Griechen haben Angst um ihr Land
Die in Ratingen lebenden Griechen beschreiben die Situation als Nervenkrieg und Ausnahmezustand.
Die Stimmung ist gedrückt, die Lage sehr ernst. Es wird heftigst diskutiert am griechischen Zentrum in Ratingen. „Was für ein Happy End könnte es geben?“, fragt Georgios Melikidis. Referendum hin oder her: Auch wenn das Land Mitglied in der Währungsunion bleiben sollte, die Zukunft sieht insgesamt alles andere als rosig aus. Eine mögliche Rückkehr zur Drachme würde den Austritt bedeuten — „und großes Chaos. Keiner weiß, was dann passiert“. So wie er sind viele Landsleute mit „gemischten Gefühlen“ unterwegs. Sie sprechen von der chaotischen Situation, dem Vakuum in Sachen Tourismus, der gefühlt ewig andauernden Hängepartie.
Viele wissen von Verwandten und deren Qual. Dass aus Bankautomaten plötzlich kein Geld mehr kommt, hätte trotz der Ankündigungen niemand ernst genommen. „Und dann mussten die Rentner Schlange vor Banken stehen, die nur ihretwegen aufgemacht hatten.“ Jetzt würde Bargeld so gut es geht gehortet und in die Supermärkte gesprintet, um Vorräte anzulegen.
Und selbst, „wenn Geld vom Himmel fallen würde, wären die Probleme doch nicht gelöst“, sagt einer. Eine „generelle Neustruktur muss her“, sagt Dimitrios Vouros. „Denn Griechenland ist pleite.“ Dass man im Land „lange über die eigenen Verhältnisse gelebt hat, stimmt“, keiner bestreitet das.

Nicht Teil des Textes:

PR #90, opened 2021-03-26
E2E pipeline test with real resources

aherbst-broad:
## Why

[Relevant ticket](https://broadinstitute.atlassian.net/browse/DSPDC-1562)
We'd like to be able to run the `stage-data` pipeline against real test data with a real beam runner.

## This PR
* Adds a `test_stage_data_local_e2e` test that runs the `stage-data` pipeline against our `ebi_small` dataset using a local beam runner. 
* Adds a `e2e` pytest marker so we can selectively exclude this test. It's pretty quick locally, but there are likely scenarios where we don't want to reach out to GS when testing.


orchestration/dagster_orchestration/hca_orchestration/environments/stage_data_local_e2e.yaml
```diff
@@ -0,0 +1,15 @@
+resources:
+  beam_runner:
+    config:
+      target_class: "hca-transformation-pipeline"
+      working_dir: "../../"
+solids:
+  clear_staging_dir:
+    config:
+      staging_bucket_name: broad-dsp-monster-hca-dev-temp-storage
+      # staging_prefix_name: DETERMINED AT RUNTIME
```
aherbst-broad, line 10: We need to create the staging_prefix at runtime so I'm excluding it here and then putting it in the dict we're passing to the pipeline running machinery at test-time.

@ThePletch you've been working in depth w/dagster configuration patterns so I'm interested in your thoughts on this one.

orchestration/dagster_orchestration/pytest.ini
```diff
@@ -2,3 +2,4 @@
 console_output_style = progress
 env_files =
 	.env.test
+markers = e2e: marks tests as an end-to-end test (deselect with '-m "not e2e"')
```
aherbst-broad, line 5: I've added this marker so we can segment out potentially slow-running E2E tests and not have them run locally if we so choose. In reality this is actually quick (~20 seconds), so it should be ok to keep in our default local test suite.

.github/workflows/validate-python.yaml
```diff
@@ -45,6 +50,6 @@ jobs:
       working-directory: ${{ github.workspace }}/orchestration/dagster_orchestration
       if: always() && steps.dependencies.outcome == 'success' # run all three checks, even if a prior check fails
     - name: Run test suite
-      run: poetry run pytest
+      run: poetry run pytest -v
```
raaidbroad, line 53: I'm having some trouble finding what this flag/arg does; anyone care to enlighten me? `-v` usually means version to me which I'm guessing we're not doing here, and my 5 minutes of googling has not turned up anything that makes sense

orchestration/dagster_orchestration/hca_orchestration/environments/stage_data_local_e2e.yaml
raaidbroad: If this works, it seems like an okay solution; is this something we'd want to generate during runtime for real runs? If so, we might not want it to be a part of the config. If this is just for testing, then I think it's okay

raaidbroad (approved):
Some good refactors, looks good to me overall, left a question/thought or two.

raaidbroad (changes requested):
Oh wait actually; please add type hints/annotations!

.github/workflows/validate-python.yaml
ThePletch: this is the 'verbose' flag, it controls how much gets output to the console

orchestration/dagster_orchestration/hca_orchestration/tests/test_pipelines.py
```diff
@@ -14,25 +18,47 @@ def config_path(relative_path):
...
+        )
+        return self.run_pipeline(pipeline, config_dict, mode, *execution_args, **execution_kwargs)
+
+    @pytest.mark.e2e
+    def test_stage_data_local_e2e(self):
+        test_id = f'test-{uuid.uuid4()}'
+
+        config = load_yaml_from_globs(config_path('stage_data_local_e2e.yaml'))
+        config['solids']['clear_staging_dir']['config']['staging_prefix_name'] = f'local-stage-data/{test_id}'
+        config['solids']['pre_process_metadata']['config']['staging_prefix_name'] = f'local-stage-data/{test_id}'
```
ThePletch, line 42: instead of manually altering the config, we can generate a [preset](https://docs.dagster.io/_apidocs/presets) from the base config and use the `with_additional_config` method to generate a version with this extra config by passing the new config as a dict. example below:
```python
        base_test_preset = PresetDefinition.from_files("test_stage_data_e2e", config_files=config_path('stage_data_local_e2e.yaml'), mode='local')
        test_preset = base_test_preset.with_additional_config({'solids': {'clear_staging_dir': {'config': {'staging_prefix_name': f'local-stage-data/{test_id}'}}, 'pre_process_metadata': {'config': {'staging_prefix_name': f'local-stage-data/{test_id}'}}}})
```

then you can run the pipeline with `self.run_pipeline(stage_data, preset="test_stage_data_e2e")`, and it'll pull in the config you specified, though you'll need to make some alterations to make `config_dict` and `mode` optional fields, since `mode` is mutually exclusive with `preset`.

ThePletch: i haven't played around with this much, so it's possible that this may not be exactly the syntax/structure for this, but i do think using presets here is the right approach.

ThePletch (changes requested):
some suggestions for dealing with dynamically generated config/cascading config files.

orchestration/dagster_orchestration/hca_orchestration/tests/test_pipelines.py
ThePletch: alternatively, if we find that the "preset" construct is more of a hindrance than a help, dagster ships with a tool to merge configs into each other: `from dagster.utils.merger import deep_merge_dicts`

.github/workflows/validate-python.yaml
aherbst-broad: Yeah I added this because I wanted a bit of feedback during the test cycle, happy to remove if folks feel otherwise.

orchestration/dagster_orchestration/hca_orchestration/tests/test_pipelines.py
aherbst-broad: We spoke about this offline but sharing here for anyone else following: the preset approach is a good idea but won't fit this use-case. Specifically, we need to be able to determine the test_id and use for downstream test assertions. The preset approach forces us to set the test_id at pipeline-definition-time which precludes using it downstream in assertions. So, I've opted for the dict deep merge approach.

orchestration/dagster_orchestration/hca_manage/diff_dirs.py
```diff
@@ -12,7 +12,8 @@
 logging.basicConfig(level=logging.INFO)
 
 
-def run(project: str, source_bucket: str, source_prefix: str, target_bucket: str, target_prefix: str) -> None:
+def diff_dirs(project: str, source_bucket: str, source_prefix: str,
+              target_bucket: str, target_prefix: str) -> tuple[dict[str, int], dict[str, int]]:
```
ThePletch, line 16: my preference for function indentation is either "all on one line" or "one line per argument" with no in between, for the sake of being able to easily identify where arguments start and stop.

orchestration/dagster_orchestration/hca_orchestration/environments/stage_data_local_e2e.yaml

Georgios Melikidis, lebt mit seiner Frau in Ratingen
Beamte hätten zum Beispiel maßlos viel verdient, aber dass dann plötzlich Gehälter um 50 Prozent reduziert wurden, wie Panagiota Balagka von befreundeten Lehrern weiß, hatte ebenso fatale Folgen. Denn auf Basis ihrer gut dotierten Verträge haben sie Kredite aufgenommen, die sie nach der 50-Prozent-Reduzierung nun nicht mehr bedienen können. „Über Jahre hat die Politik versagt“, fasst Panagiota Balagka zusammen. Würden jetzt aber Alexis Tsipras und Gianis Varoufakis zurücktreten, fragt er, „was käme dann?“
„Es ist herrscht doch schon Ausnahmezustand. Hoffentlich wird es nicht noch schlimmer“, sagt Georgios Melikidis. Der Mann ist studierter Psychologe, seine Frau lernte er an der Uni Münster kennen. Zusammen gingen sie zurück nach Griechenland. Die endgültige Entscheidung, zurück nach Deutschland zu gehen, traf er vor drei Jahren. „Wir sind weggezogen, weil ich mich gefragt habe, was für eine Zukunft wir in Griechenland haben.“
Vor allem packten sie die Koffer, weil sie für ihre inzwischen neunjährige Tochter „keine Perspektive“ sahen. Wie so viele andere ihres Alters würde sie in Griechenland zur „verlorenen Generation“ zählen. Also zogen sie zurück nach Ratingen. Wie ihre griechischen Landsleute werden sie die weiteren Geschehnisse genau verfolgen. Tun können sie allerdings nichts. Eine ernüchternde Situation für die griechischen Bürger in Ratingen.